SD will download fairly well, and you can download HD, but you'll need to wait longer before you can start watching the program. With 3 Mb/s, a 1 hour show could take 3 hours to download, so selecting these to download overnight and viewed the next day may be the best.


----------



## Ronomy (Jan 24, 2012)

You can't just connect Ethernet to one of the receivers. You need a BB deca with connection to your router to have internet connection to your DECA cloud.

A full wired DECA install works wonderful. I have been watching shows recorded on a remote DVR and fast forward and rewind still works great. Plus the rest of my network is free of any bandwidth load while watching from a remote DVR.


----------



## tenn_ (Sep 19, 2010)

You guys are confusing me on the issue of what actual ethernet wiring I need to connect up my MRV & VOD service to my existing wi-fi router. 
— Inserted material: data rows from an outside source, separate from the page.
PR #2931, opened 2020-11-17
Fix issue 2909 try different bottom / up and try with type solver strategies

jlerbsc:

### DIFF
--- a/javaparser-symbol-solver-core/src/main/java/com/github/javaparser/symbolsolver/javaparsermodel/JavaParserFacade.java
+++ b/javaparser-symbol-solver-core/src/main/java/com/github/javaparser/symbolsolver/javaparsermodel/JavaParserFacade.java
@@ -620,7 +620,7 @@ public class JavaParserFacade {
      * references an outer class -- as its ancestor, return the declaration corresponding to the class name specified.
      */
     protected Node findContainingTypeDeclOrObjectCreationExpr(Node node, String className) {
-        if (node instanceof ClassOrInterfaceDeclaration && ((ClassOrInterfaceDeclaration) node).getFullyQualifiedName().get().equals(className)) {
+        if (node instanceof ClassOrInterfaceDeclaration && ((ClassOrInterfaceDeclaration) node).getFullyQualifiedName().get().endsWith(className)) {
             return node;
         }
         if (node instanceof EnumDeclaration) {
--- a/javaparser-symbol-solver-core/src/main/java/com/github/javaparser/symbolsolver/javaparsermodel/TypeExtractor.java
+++ b/javaparser-symbol-solver-core/src/main/java/com/github/javaparser/symbolsolver/javaparsermodel/TypeExtractor.java
@@ -28,7 +28,6 @@ import java.util.List;
 import java.util.Optional;
 
 import com.github.javaparser.ast.CompilationUnit;
-import com.github.javaparser.ast.body.ClassOrInterfaceDeclaration;
 import com.github.javaparser.ast.body.FieldDeclaration;
 import com.github.javaparser.ast.body.Parameter;
 import com.github.javaparser.ast.body.VariableDeclarator;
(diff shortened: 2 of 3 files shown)


javaparser-symbol-solver-core/src/main/java/com/github/javaparser/symbolsolver/javaparsermodel/JavaParserFacade.java
```diff
@@ -620,7 +620,7 @@ protected Node findContainingTypeDeclOrObjectCreationExpr(Node node) {
      * references an outer class -- as its ancestor, return the declaration corresponding to the class name specified.
      */
     protected Node findContainingTypeDeclOrObjectCreationExpr(Node node, String className) {
-        if (node instanceof ClassOrInterfaceDeclaration && ((ClassOrInterfaceDeclaration) node).getFullyQualifiedName().get().equals(className)) {
+        if (node instanceof ClassOrInterfaceDeclaration && ((ClassOrInterfaceDeclaration) node).getFullyQualifiedName().get().endsWith(className)) {
```
MysterAitch, line 623: I was thinking about this for #2928 too, which also uses `endsWith`... 

Presumably `SomeOtherObject` would match `endsWith("Object")`, meaning that something more sophisticated like splitting it then iterating right to left would be needed in order to do this robustly?

jlerbsc: I don't see a use case that wouldn't work with this algorithm but I could be wrong. I modified the unit tests by moving a class to test the reliability of the algorithm.

MysterAitch: I was thinking more along the lines of `endsWith` being too greedy, and accidentally matching something it shouldn't. 

e.g.
```
searching for endsWith("c.ClassName") matches:

a.b.c.ClassName
x.y.z.a.b.c.ClassName
a.b.abc.ClassName
```


```
searching for endsWith("List") matches:

java.util.List
java.util.ArrayList
com.github.javaparser.NodeList
com.meeeee.List
```

The "correct" reference for each will depend on the imports used, iirc.

I don't know enough about these tests to know if these are realistic concerns or not though, so please do feel free to tell me I'm wrong / don't need to worry about this! :+1:

jlerbsc: You are right but what we are trying to resolve is a ThisExpr with (or without a Typename) in the compilation unit (or outside it). In case of inner classes, in your examle, c is declared in b that is declared in a ...
So if we search first from the declaration of the expression "this" and we go up the tree until it has no more parent, then we use the symbol solver and infine the name of the class that fully matches that should be correct. In my opinion the last step (if all fails) is useless it would certainly be better to throw an exception but it's actually a part of the implementation.

If you think this is not a good approach I give up and we can integrate the deadlocklogic proposition. No problem ;-)
I'm just trying to find a more elegant solution but it still has to work. Currently the solution correctly performs all the tests.

MysterAitch: What you say seems to make sense, thanks for explaining! 

> If you think this is not a good approach I give up

As long as it works, I really don't care either way :wink: 

Worst case scenario is that either one gets merged and then it then gets improved upon later -- nice, chilled, and fairly low-stakes :)

jlerbsc: Ok i merge it and wait and see if mister deadlocklogic finds a new use case that would not be well handled by this fix.

deadlocklogic:
Yeah, I believe this patch should work because I tested it intensively on my samples. Still would be better to throw an exception rather than ignoring the typeName and deal as it is plain `this`.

I understand that I also need DECA and Broadband adapters too but I'd like to be clear on the one physical network cable connection I need between my router and receiver or SWM. 
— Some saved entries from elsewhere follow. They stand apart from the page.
PR #2963, opened 2020-11-29
add bndtools, build OSGi-Bundle

MysterAitch:
Rebased copy of #2824


matozoid:
If this works, why not merge it?

MysterAitch:
> If this works, why not merge it?

That's just it -- I couldn't witness it working or making any changes.

iirc there were changes expected that weren't being produced (addition of a package perhaps?), but it might just that I don't fully understand how the OSGi / bnd file side of things works.

See also: https://github.com/javaparser/javaparser/pull/2824#issuecomment-735442899

PR #3815, opened 2022-12-26
#3808 toDescriptor for ResolvedMethodDeclaration

### LINKED ISSUE #3808: Get method descriptor for ResolvedMethodDeclaration / MethodCallExpr
## Description
While using javaparser I realized that it is cumbersome to get the corresponding method descriptor for a MethodCallExpr or for the ResolvedMethodDeclaration you get when resolving the MethodCallExpr.

Similar to #3559, #3615 and #2059, #3498, I would imagine that it would be useful to easily get the descriptor for a method call (or rather the respective method declaration).

Thus for a method call like `Math.pow(4.2, 3)` you would quickly get `(DD)D` (meaning (double, double) -> double).

### Problem
A MethodCallExpr resolves to a ResolvedMethodDeclaration, but that can actually be an instance of:
1. JavaParserMethodDeclaration
2. ReflectionMethodDeclaration
3. JavassistMethodDeclaration
4. maybe even more? The 3 above were the ones I encountered.

Of those 3, the JavaParserMethodDeclaration seemed to be the only one where it was somewhat straightforward get the descriptor.

### Possible Improvement?
In the end, I was able to get the descriptors for all the encountered cases. 
For ReflectionMethodDeclaration and JavassistMethodDeclaration, it was necessary to access the private fields `method` and `ctMethod`.
Now, I am wondering if it would be appreciated if I made a pull request adding a straightforward way to get the descriptor in all cases.

## More detailed use case example
Couple of months ago I had to match nodes in call tree xml files exported from JProfiler to methods and method calls in source code.  Each node basically looks like this (simplified):
```
<node leaf="true" class="java.lang.Math" methodName="pow" methodSignature="(DD)D" />
```

Take for example:
```
public void doMath() {
    DecimalFormat df = new DecimalFormat(".00");
    double dblResult = Math.pow(4.2, 3);
}
```
The corresponding (sub) tree in the xml file could look like this:
```
<node leaf="false" class="main.java.components.MyClass" methodName="doMath" methodSignature="()V">
    <node leaf="true" class="java.lang.Math" methodName="pow" methodSignature="(DD)D" />
</node>
```

So given the xml file (alongside other things to be done), I needed to get the full qualified path and the method descriptor (method signature) of the methods that were called  to reliably pair them to the right nodes.

In this simple example `Math.pow` and `<node leaf="true" class="java.lang.Math" methodName="pow" methodSignature="(DD)D" />`.
Of course this example could effortlessly be solved in a simpler way, but imagine for instance a scenario where a method is overloaded.

0verhead:
Fixes #3808.

Adds `toDescriptor()` to ResolvedMethodDeclarations with all the needed implementations. It was also necessary to add `toDescriptor()` for ResolvedType.

For convenience, a TypeUtils class was added that contains utility methods for getting the descriptors for `java.lang.reflect.Method` and primitive classes (compare to [ASM](https://gitlab.ow2.org/asm/asm/-/blob/master/asm/src/main/java/org/objectweb/asm/Type.java#L580)). 

### Found issue:
Inner classes(/enums) do not have the correct fully qualified name. You get Class.InnerClass instead of Class$InnerClass. This also effects my test cases for the `valueOf` and `values` method of enums.
For now, it should be fine, but I think this needs to be addressed in a future issue and PR.


jlerbsc:
First of all we thank you for this contribution. To make your work easier to read and understand, you can submit a clean PR that focuses only on the subject of the PR and the final version of the code.

0verhead:
> First of all we thank you for this contribution. To make your work easier to read and understand, you can submit a clean PR that focuses only on the subject of the PR and the final version of the code.

I have undone all the auto formatting (stuff from the guidelines). The changes should now be only related to the PR subject.

jlerbsc:
There are 23 commits in this PR. It's hard to validate it in this state. Please create a new one containing only the finished development (without reverting, without reformatting code...).

0verhead:
I am going to close this PR as it is replaced by #3819.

Is one Cat 6 cable connected between one of my receivers or SWM and existing router all I need? 

Thank you.


----------



## veryoldschool (Dec 10, 2006)

tenn_ said:


> Is one Cat 6 cable connected between one of my receivers or SWM and existing router all I need?
> 
> Thank you.


Look back at the layout image I posted earlier.
The connection to your router has to be separate from a receiver.


----------



## tenn_ (Sep 19, 2010)

veryoldschool said:


> Look back at the layout image I posted earlier.
> The connection to your router has to be separate from a receiver.


So the only acceptable way to connect the system to the router is with a cable from the router direct to the SWM, correct? If this is so I may have to go with a wireless connection because of the difficulty in getting a physical network cable installed. The SWM is installed in an attic crawl space.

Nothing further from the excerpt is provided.